- **What you should do**
The lines to be copied run from the one containing "## Description" to the end of the material below; reproduce them exactly, including both ends, and nothing more.

- **Material provided**
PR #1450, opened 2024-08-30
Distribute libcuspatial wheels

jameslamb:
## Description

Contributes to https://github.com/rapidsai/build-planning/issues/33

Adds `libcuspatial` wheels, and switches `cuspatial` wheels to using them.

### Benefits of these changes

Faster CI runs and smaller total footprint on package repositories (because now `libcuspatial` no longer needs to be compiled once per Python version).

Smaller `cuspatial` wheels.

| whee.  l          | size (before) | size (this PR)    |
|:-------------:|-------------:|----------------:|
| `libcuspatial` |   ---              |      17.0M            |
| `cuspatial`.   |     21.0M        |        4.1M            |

- **Your response**
## Description

Contributes to https://github.com/rapidsai/build-planning/issues/33

Adds `libcuspatial` wheels, and switches `cuspatial` wheels to using them.

### Benefits of these changes

Faster CI runs and smaller total footprint on package repositories (because now `libcuspatial` no longer needs to be compiled once per Python version).

Smaller `cuspatial` wheels.

| whee.  l          | size (before) | size (this PR)    |
|:-------------:|-------------:|----------------:|
| `libcuspatial` |   ---              |      17.0M            |
| `cuspatial`.   |     21.0M        |        4.1M            |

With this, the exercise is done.